#### Records to process:

PR #40, opened 2021-12-29
Update cw 0.11

### LINKED ISSUE #39: Update to cw-plus v0.11
Mentioned here: https://github.com/CosmWasm/cw-nfts/pull/27#issuecomment-1002236943

It would be good to follow cw-plus release, and then push out cw721 v0.11.0 soon.
Happy if you move faster than cw-plus, but let's keep the latest version usable.

(This was release shortly before holidays, so no pressure to have it already, just think this is a good update to prioritise in the new year, and also meshes with importing cw1155)

orkunkl:
Resolves https://github.com/CosmWasm/cw-nfts/issues/39

### DIFF
--- a/contracts/cw721-base/src/query.rs
+++ b/contracts/cw721-base/src/query.rs
@@ -143,19 +143,15 @@ where
         let start = start_after.map(Bound::exclusive);
 
         let owner_addr = deps.api.addr_validate(&owner)?;
-        let res = self
+        let tokens: Vec<String> = self
             .tokens
             .idx
             .owner
             .prefix(owner_addr)
             .keys(deps.storage, start, None, Order::Ascending)
-            .take(limit);
-
-        let tokens = res
-            .into_iter()
-            .flatten()
-            .map(|addr| addr.to_string())
-            .collect();
+            .take(limit)
+            .map(|x| x.map(|addr| addr.to_string()))
+            .collect::<StdResult<Vec<_>>>()?;
 
         Ok(TokensResponse { tokens })
     }
--- a/contracts/cw721-base/src/query.rs
+++ b/contracts/cw721-base/src/query.rs
@@ -1,15 +1,15 @@
 use serde::de::DeserializeOwned;
 use serde::Serialize;
 
-use cosmwasm_std::{to_binary, Binary, BlockInfo, Deps, Env, Order, Record, StdError, StdResult};
+use cosmwasm_std::{to_binary, Addr, Binary, BlockInfo, Deps, Env, Order, StdError, StdResult};
 
-use cw0::maybe_addr;
 use cw721::{
     AllNftInfoResponse, ApprovalResponse, ApprovalsResponse, ContractInfoResponse, CustomMsg,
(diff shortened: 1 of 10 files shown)


contracts/cw721-base/src/query.rs
```diff
@@ -143,17 +143,20 @@ where
...
             .idx
             .owner
             .prefix(owner_addr)
             .keys(deps.storage, start, None, Order::Ascending)
-            .take(limit)
+            .take(limit);
+
+        let tokens = res
+            .into_iter()
+            .flatten()
```
ethanfrey: This is incorrect.
By flattening, you just filter out all Err() variants and unwrap the Ok() variant: https://doc.rust-lang.org/src/core/result.rs.html#1648-1664

We want an error if any fail, not silent ignoring

contracts/cw721-base/src/query.rs
```diff
@@ -143,17 +143,20 @@ where
...
         let owner_addr = deps.api.addr_validate(&owner)?;
-        let pks: Vec<_> = self
+        let res = self
             .tokens
             .idx
             .owner
             .prefix(owner_addr)
             .keys(deps.storage, start, None, Order::Ascending)
-            .take(limit)
+            .take(limit);
```
ethanfrey: Proper would be...

```rust
.take(limit)
.map(|x| x.map(|addr| addr.to_string())
.collect::StdResult<Vec<_>>()?;
```

ethanfrey: And with `let tokens: Vec<String> = self.tokens...` on the top

contracts/cw721-base/src/query.rs
```diff
@@ -271,10 +275,10 @@ where
     }
 }
 
-fn parse_approval(item: StdResult<Record<Expiration>>) -> StdResult<cw721::Approval> {
-    item.and_then(|(k, expires)| {
-        let spender = String::from_utf8(k)?;
-        Ok(cw721::Approval { spender, expires })
+fn parse_approval(item: StdResult<(Addr, Expiration)>) -> StdResult<cw721::Approval> {
+    item.map(|(spender, expires)| cw721::Approval {
```
ethanfrey, line 275: nice

contracts/cw721-base/src/state.rs
```diff
@@ -123,7 +123,7 @@ where
     T: Serialize + DeserializeOwned + Clone,
 {
     // pk goes to second tuple element
-    pub owner: MultiIndex<'a, (Addr, Vec<u8>), TokenInfo<T>>,
+    pub owner: MultiIndex<'a, Addr, TokenInfo<T>, Addr>,
```
ethanfrey, line 125: Maybe update the comment above?

ethanfrey (commented):
In general looks good.
`flatten().collect()` over a Result is not a good replacement for `collect::StdResult<Vec<_>>()`, it just silently ignores errors

ethanfrey (approved):
Looks good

#### Problem requirements:
Print the full listing again, word for word.

#### Answer to the problem:
PR #40, opened 2021-12-29
Update cw 0.11

### LINKED ISSUE #39: Update to cw-plus v0.11
Mentioned here: https://github.com/CosmWasm/cw-nfts/pull/27#issuecomment-1002236943

It would be good to follow cw-plus release, and then push out cw721 v0.11.0 soon.
Happy if you move faster than cw-plus, but let's keep the latest version usable.

(This was release shortly before holidays, so no pressure to have it already, just think this is a good update to prioritise in the new year, and also meshes with importing cw1155)

orkunkl:
Resolves https://github.com/CosmWasm/cw-nfts/issues/39

### DIFF
--- a/contracts/cw721-base/src/query.rs
+++ b/contracts/cw721-base/src/query.rs
@@ -143,19 +143,15 @@ where
         let start = start_after.map(Bound::exclusive);
 
         let owner_addr = deps.api.addr_validate(&owner)?;
-        let res = self
+        let tokens: Vec<String> = self
             .tokens
             .idx
             .owner
             .prefix(owner_addr)
             .keys(deps.storage, start, None, Order::Ascending)
-            .take(limit);
-
-        let tokens = res
-            .into_iter()
-            .flatten()
-            .map(|addr| addr.to_string())
-            .collect();
+            .take(limit)
+            .map(|x| x.map(|addr| addr.to_string()))
+            .collect::<StdResult<Vec<_>>>()?;
 
         Ok(TokensResponse { tokens })
     }
--- a/contracts/cw721-base/src/query.rs
+++ b/contracts/cw721-base/src/query.rs
@@ -1,15 +1,15 @@
 use serde::de::DeserializeOwned;
 use serde::Serialize;
 
-use cosmwasm_std::{to_binary, Binary, BlockInfo, Deps, Env, Order, Record, StdError, StdResult};
+use cosmwasm_std::{to_binary, Addr, Binary, BlockInfo, Deps, Env, Order, StdError, StdResult};
 
-use cw0::maybe_addr;
 use cw721::{
     AllNftInfoResponse, ApprovalResponse, ApprovalsResponse, ContractInfoResponse, CustomMsg,
(diff shortened: 1 of 10 files shown)


contracts/cw721-base/src/query.rs
```diff
@@ -143,17 +143,20 @@ where
...
             .idx
             .owner
             .prefix(owner_addr)
             .keys(deps.storage, start, None, Order::Ascending)
-            .take(limit)
+            .take(limit);
+
+        let tokens = res
+            .into_iter()
+            .flatten()
```
ethanfrey: This is incorrect.
By flattening, you just filter out all Err() variants and unwrap the Ok() variant: https://doc.rust-lang.org/src/core/result.rs.html#1648-1664

We want an error if any fail, not silent ignoring

contracts/cw721-base/src/query.rs
```diff
@@ -143,17 +143,20 @@ where
...
         let owner_addr = deps.api.addr_validate(&owner)?;
-        let pks: Vec<_> = self
+        let res = self
             .tokens
             .idx
             .owner
             .prefix(owner_addr)
             .keys(deps.storage, start, None, Order::Ascending)
-            .take(limit)
+            .take(limit);
```
ethanfrey: Proper would be...

```rust
.take(limit)
.map(|x| x.map(|addr| addr.to_string())
.collect::StdResult<Vec<_>>()?;
```

ethanfrey: And with `let tokens: Vec<String> = self.tokens...` on the top

contracts/cw721-base/src/query.rs
```diff
@@ -271,10 +275,10 @@ where
     }
 }
 
-fn parse_approval(item: StdResult<Record<Expiration>>) -> StdResult<cw721::Approval> {
-    item.and_then(|(k, expires)| {
-        let spender = String::from_utf8(k)?;
-        Ok(cw721::Approval { spender, expires })
+fn parse_approval(item: StdResult<(Addr, Expiration)>) -> StdResult<cw721::Approval> {
+    item.map(|(spender, expires)| cw721::Approval {
```
ethanfrey, line 275: nice

contracts/cw721-base/src/state.rs
```diff
@@ -123,7 +123,7 @@ where
     T: Serialize + DeserializeOwned + Clone,
 {
     // pk goes to second tuple element
-    pub owner: MultiIndex<'a, (Addr, Vec<u8>), TokenInfo<T>>,
+    pub owner: MultiIndex<'a, Addr, TokenInfo<T>, Addr>,
```
ethanfrey, line 125: Maybe update the comment above?

ethanfrey (commented):
In general looks good.
`flatten().collect()` over a Result is not a good replacement for `collect::StdResult<Vec<_>>()`, it just silently ignores errors

ethanfrey (approved):
Looks good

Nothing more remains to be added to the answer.